Retrieval-style In-Context Learning for Few-shot Hierarchical Text Classification (2406.17534v2)

Abstract: Hierarchical text classification (HTC) is an important task with broad applications, while few-shot HTC has gained increasing interest recently. While in-context learning (ICL) with LLMs has achieved significant success in few-shot learning, it is not as effective for HTC because of the expansive hierarchical label sets and extremely-ambiguous labels. In this work, we introduce the first ICL-based framework with LLM for few-shot HTC. We exploit a retrieval database to identify relevant demonstrations, and an iterative policy to manage multi-layer hierarchical labels. Particularly, we equip the retrieval database with HTC label-aware representations for the input texts, which is achieved by continual training on a pretrained LLM with masked language modeling (MLM), layer-wise classification (CLS, specifically for HTC), and a novel divergent contrastive learning (DCL, mainly for adjacent semantically-similar labels) objective. Experimental results on three benchmark datasets demonstrate superior performance of our method, and we can achieve state-of-the-art results in few-shot HTC.

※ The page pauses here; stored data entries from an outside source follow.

Issue #809, opened 2022-08-03
[Implementation] Allow trailing list delimiter everywhere


nguerrera:
Implementation issue for https://github.com/microsoft/cadl/issues/789

* Delete trailingDelimiterIsValid, and behave as though it was always true.
* Add parser tests for all cases.
* Add formatter tests for all cases.
* Update language grammar

Demonstration of current places where trailing delimiter is not allowed, but would become allowed with this change:

[Playground Link](https://cadlplayground.z22.web.core.windows.net/?c=Ly8gUHJvcG9zYWwNCg0KLy8txAEgTk9UIE9LIHRvZGF5LCBtYWtlIHRoZW0gYWxsxBgtLS3GLiB0ZW1wbGF0ZSBwYXJhbWV0ZXJzDQptb2RlbCBGb288VDEsIFQyLD4ge33QMWFyZ3VtZW50yTBCYXIgZXh0ZW5kc8U8c3RyaW5nLCBpbnQzzkN1cGxlcw0KYWxpYXMgVCA9IFvHLF3HImhlcml0YWdlDQppbnRlcmZhY2UgQSB7fTsgzBJCxBLMEU%2FpAIBBLCBCLCB7fSAvLyBCYWQgZGlhZ25vc3RpYywgd2hpY2ggaXMgY3VyaW91c8R0I3N1cHByZXNzICJwcm9qZWN0aW9ucy1hcmUtZXhwZXJp5ADqYWwiDQrKHyDlAPcjeCB7DQogIHRvKHgsIHksKSB7xHXLJ%2BwBWiAgIMQeZnVuxhxjYWxsxhZmKDEsIDIsKTvkAI%2FHJ2xhbWJkYdFBKGEsIGIsKSA9PiB7IHJldHVybsVSxRgpOyDkARUgIH0NCugBcS0t6QINxxJvcGVyYfEAnm9wIGZvbyhhOiBib29sZWFuLCk6IOYBm%2BUAly8vIGRlY29yYXRvcuwCAEBkb2MoIntuYW1lfSIsIFQsKeoCFHo8VOQB%2Bw%3D%3D)

(Model properties and interface members are also OK today, but not shown.)

markcowl:
estimate: 3

PR #4837, opened 2024-10-23
Allow trailing delimited in most locations

### LINKED ISSUE #2284: Allow trailing commas in array

timotheeguerin:
fix #2284 
fix https://github.com/microsoft/typespec/issues/809

Extracted the parser change from pr #4372 and made it more generic to cover also issue #809

### DIFF
--- a/packages/compiler/src/core/parser.ts
+++ b/packages/compiler/src/core/parser.ts
@@ -171,7 +171,6 @@ interface ListKind {
   readonly delimiter: DelimiterToken;
   readonly toleratedDelimiter: DelimiterToken;
   readonly toleratedDelimiterIsValid: boolean;
-  readonly trailingDelimiterIsValid: boolean;
   readonly invalidAnnotationTarget?: string;
   readonly allowedStatementKeyword: Token;
 }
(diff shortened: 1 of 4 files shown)


packages/compiler/src/core/parser.ts
```diff
@@ -269,7 +267,6 @@ namespace ListKind {
     delimiter: Token.Comma,
     toleratedDelimiter: Token.Semicolon,
     toleratedDelimiterIsValid: false,
-    trailingDelimiterIsValid: false,
     invalidAnnotationTarget: "expression",
```
timotheeguerin, line 270: There is one case where it still doesn't work and its the heritage case. 
```
interface A {}; 
interface B {};
interface O extends A, B, {} // Bad diagnostic, which is curious
```
 that was already not showing the `trailing-token` error before either and this really also feels pointless to really support as the goal of trailing delimiter is usally to reduce diff when adding a new line on multi line and for interface interitance the last line is already trailed with `{`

• The paper introduces a retrieval-style in-context learning framework that significantly improves few-shot HTC by integrating retrieval databases with iterative label inference.
• It employs guided training objectives such as masked language modeling, layer-wise classification, and divergent contrastive learning to optimize hierarchical label representations.
• Experimental results on multiple benchmarks show notable improvements in Micro-F1 and Macro-F1 metrics, highlighting the method’s robustness across varied datasets.

Retrieval-style In-Context Learning for Few-shot Hierarchical Text Classification

Introduction

The paper discusses hierarchical text classification (HTC) within the few-shot learning paradigm, presenting a novel retrieval-style in-context learning (ICL) framework using LLMs. HTC organizes labels in a hierarchical fashion, often with extensive and intricately layered structures, making it challenging for traditional ICL approaches to perform well due to semantic ambiguities and the vast label space. This framework leverages retrieval databases and iterative inference policies to mitigate these challenges and enhance the model's few-shot learning capability.

Figure 1: The problems of ICL-based few-shot HTC and our solutions. MLM, CLS and DCL denote Mask Language Modeling, Layer-wise CLaSsification and Divergent Contrastive Learning, which are the three objectives for indexer training.

Methodology

The proposed methodology involves several key components. Firstly, it utilizes a retrieval database with HTC label-aware representations, developed through continual training of pretrained LLMs focused on masked language modeling (MLM), layer-wise classification (CLS), and divergent contrastive learning (DCL). The DCL specifically addresses the challenges posed by adjacent semantically similar labels. The architecture supports an iterative policy for layer-by-layer label inference to prevent overwhelming the model with deep hierarchical structures.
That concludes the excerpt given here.